Developing and running systematic trading systems across US Equities, Futures, Options, and Crypto. Started with discretionary execution — yet always rule-based, always structured. Full systematic was the natural next step. My focus: strategies that work across market phases, built on price mechanics, volume, and repeatable edge. Full cycle — from research and backtesting to implementation and live execution.
Every strategy I build starts with two questions: why should this work mechanically, and can I recognize and reproduce this situation consistently.
I work primarily with mid-frequency and swing timeframes — trend-following, mean-reversion momentum, and inplay setups. Each approach has its phase and context; the job is knowing which regime you're in. Signal architecture is always top-down: higher timeframes define structure and levels of interest, lower timeframes define entry.
Risk is fixed at 1R per trade — no exceptions. Every strategy is evaluated through one lens: expected value, reward-to-risk, and probability. If that equation doesn't hold, the strategy doesn't exist.
For years, I traded manually. I had rules, protocols, strategies — everything was defined. But execution was still on me.
At some point I realized something uncomfortable: my strategies were already systematic. Every condition, every variable — written down. I was just the one pressing buttons.
The problem wasn't discipline. It was leverage.
When you execute manually across multiple strategies, you hit a ceiling fast — not because of skill, but because of physics. You can only watch so many things at once. I missed good signals not because I didn't see them coming, but because I physically couldn't be everywhere.
But the bigger shift was mental. When you're in execution mode all day — processing signals, managing positions, making real-time decisions — you lose the ability to observe. You're too close to the process to actually manage it.
Moving to systems changed that. I stopped thinking about individual trades and started thinking about the architecture that produces them. The analysis happens after the session. The decisions are made before it starts.
The difference in output isn't 2x. It's closer to 200x — not in returns, but in what you can actually cover, monitor, and improve simultaneously.

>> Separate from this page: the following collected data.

PR #6108, opened 2026-06-25
add ACS snapshot size metric

### LINKED ISSUE #5398: Add a metric for the size of acs snapshots
The size is available at https://github.com/canton-network/splice/blob/bf5c94439a20e0c6dc711beda32531502f54c68e/apps/scan/src/main/scala/org/lfdecentralizedtrust/splice/scan/store/AcsSnapshotStore.scala#L639, it just needs to be exported in the result of `AcsSnapshotStore.saveIncrementalSnapshot()` and then the new metric updated in `AcsSnapshotTriggerBase.completeTask()`.

JYC11:
fixes: https://github.com/canton-network/splice/issues/5398

### DIFF
--- a/apps/scan/src/main/scala/org/lfdecentralizedtrust/splice/scan/automation/AcsSnapshotTriggerBase.scala
+++ b/apps/scan/src/main/scala/org/lfdecentralizedtrust/splice/scan/automation/AcsSnapshotTriggerBase.scala
@@ -109,7 +109,10 @@ abstract class AcsSnapshotTriggerBase(
         )
         .map(size => {
           snapshotMetrics.latestRecordTimeSave.updateValue(snapshot.recordTime)
-          snapshotMetrics.snapshotSize.updateValue(size)
+          size match {
+            case Some(v) => snapshotMetrics.snapshotSize.updateValue(v)
+            case None => ()
+          }
           TaskSuccess(s"Saved incremental snapshot at ${snapshot.recordTime}")
         })
     case AcsSnapshotTriggerBase.DeleteIncrementalSnapshotTask(snapshot) =>
--- a/apps/scan/src/main/scala/org/lfdecentralizedtrust/splice/scan/automation/AcsSnapshotTriggerBase.scala
+++ b/apps/scan/src/main/scala/org/lfdecentralizedtrust/splice/scan/automation/AcsSnapshotTriggerBase.scala
@@ -107,8 +107,9 @@ abstract class AcsSnapshotTriggerBase(
               nextSnapshotTargetRecordTime = nextAt,
             ),
         )
-        .map(_ => {
+        .map(size => {
           snapshotMetrics.latestRecordTimeSave.updateValue(snapshot.recordTime)
+          snapshotMetrics.snapshotSize.updateValue(size)
           TaskSuccess(s"Saved incremental snapshot at ${snapshot.recordTime}")
         })
     case AcsSnapshotTriggerBase.DeleteIncrementalSnapshotTask(snapshot) =>
--- a/apps/scan/src/main/scala/org/lfdecentralizedtrust/splice/scan/automation/AcsSnapshotTriggerBase.scala
+++ b/apps/scan/src/main/scala/org/lfdecentralizedtrust/splice/scan/automation/AcsSnapshotTriggerBase.scala
@@ -111,7 +111,7 @@ abstract class AcsSnapshotTriggerBase(
           snapshotMetrics.latestRecordTimeSave.updateValue(snapshot.recordTime)
           size match {
             case Some(v) => snapshotMetrics.snapshotSize.updateValue(v)
-            case None => ()
+            case None => snapshotMetrics.snapshotSize.updateValue(-1)
           }
           TaskSuccess(s"Saved incremental snapshot at ${snapshot.recordTime}")
         })
--- a/apps/scan/src/main/scala/org/lfdecentralizedtrust/splice/scan/store/AcsSnapshotStore.scala
+++ b/apps/scan/src/main/scala/org/lfdecentralizedtrust/splice/scan/store/AcsSnapshotStore.scala
@@ -467,20 +467,21 @@ class AcsSnapshotStore(
       table: IncrementalAcsSnapshotTable,
       action: DBIOAction[R, NoStream, E],
       expectedState: Option[IncrementalAcsSnapshot],
+      onSkip: R,
   )(implicit
       tc: TraceContext
-  ): DBIOAction[Unit, NoStream, Effect.Transactional & Effect.Read & E] = {
+  ): DBIOAction[R, NoStream, Effect.Transactional & Effect.Read & E] = {
     (for {
       actualState <- getIncrementalSnapshotAction(table)
       result <-
         if (actualState == expectedState) {
-          action.map(_ => ())
+          action
         } else {
           logger.info(
             s"Skipping action because actual state $actualState != expected state $expectedState. " +
               "In production, this is expected only during retries after transient network failures."
           )
-          DBIOAction.unit
+          DBIOAction.successful(onSkip)
         }
     } yield result).transactionally
   }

Across this trading history, position sizing was a persistent weakness — share count varied without a fixed risk framework, often while simultaneously developing and refining new strategic approaches. This inconsistency distorted raw P&L as a performance metric.
To isolate strategy edge from execution variance, all trades have been normalized to a fixed 1R unit. The charts below reflect actual entries, exits and trade outcomes — only position size has been standardized.
This analysis directly informed the systematic frameworks I subsequently built: fixed sizing rules, defined risk per trade, and structured drawdown limits.
The subdued aggregate performance of short trades reflects deliberate experimentation across multiple strategy variations — not an absence of edge.
Throughout this period, short setups were actively used as a testing ground: different entry triggers, varying exit logic, competing hypotheses running in parallel. Viewed as a blended pool, the equity curve understates the underlying edge. Isolated by strategy variant, individual short approaches show considerably stronger growth profiles.
One single-asset short strategy ran briefly in live conditions and failed to demonstrate edge outside of the testing sample. Twelve trades in, the equity curve showed consistent deterioration with no recoverable structure — the loss pattern indicated a fundamental mismatch between the setup logic and live market conditions, not execution noise.
The strategy was pulled from trading and returned to research. The core idea remains valid as a hypothesis — but the entry definition needs to be rebuilt from a cleaner sample before it re-enters rotation.